Forward encoding model
Functional magnetic resonance imaging records brain activity with spatially distinct voxels, but this segmentation will be misaligned with a brain’s meaningful boundaries. The segmentation results in some voxels recording activity from different types of tissue – types that are both neural an non-neural – but even voxels that exclusively sample gray matter can span functionally distinct cortex. For example, a 3T scanner allows voxels in the range of 1.5-3 mm\(^3\), but orientation columns have an average width of 0.8 mm (Yacoub, Harel, and Uğurbil 2008). Studying orientation columns with such low resolution requires statistical tools.
One statistical tool models voxel activity as a linear combination of the activity of a small number of neural channels (Brouwer and Heeger 2009; Kay et al. 2008). These models are called forward models, describing how the channel activity transforms into voxel activity. In early sensory cortex, the channels are analogous to cortical columns. In later cortex, the channels are more abstract dimensions of a representational space. Developing a forward model requires assuming not only how many channels contribute of a voxel’s activity, but also the tuning properties of those channels. With these assumptions, regression allows inferring the contribution of each channel to each voxel’s activity.
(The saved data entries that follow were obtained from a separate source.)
PR #8178, opened 2022-11-16
Add derive to implement many common State functions

exlavasage:
Describe changes:
- Add derive to implement many common State functions, not useable for all State, but handles the general case
- Use AppLayerState where possible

Let \(N\) be the number of observations for each voxel, \(M\) be the number of voxels, and \(K\) be the number of channels within a voxel. The forward model specifies that the data (\(B\), \(M \times N\)) result from a weighted combination of the assumed channels responses (\(C\), \(K \times N\)), where the weights (\(W\), \(M \times K\)) are unknown.
\[ B = WC \]
Taking the pseudoinverse of the channel matrix and multiplying the result by the data gives an estimate of the weight matrix:
\[ \widehat{W} = BC^T(CC^T)^{-1} \]
Assumptions about \(C\) are assumptions about how the channels encode stimuli. Different encoding schemes can be instantiated with different \(C\), and any method for comparing linear models could be used to compare the schemes.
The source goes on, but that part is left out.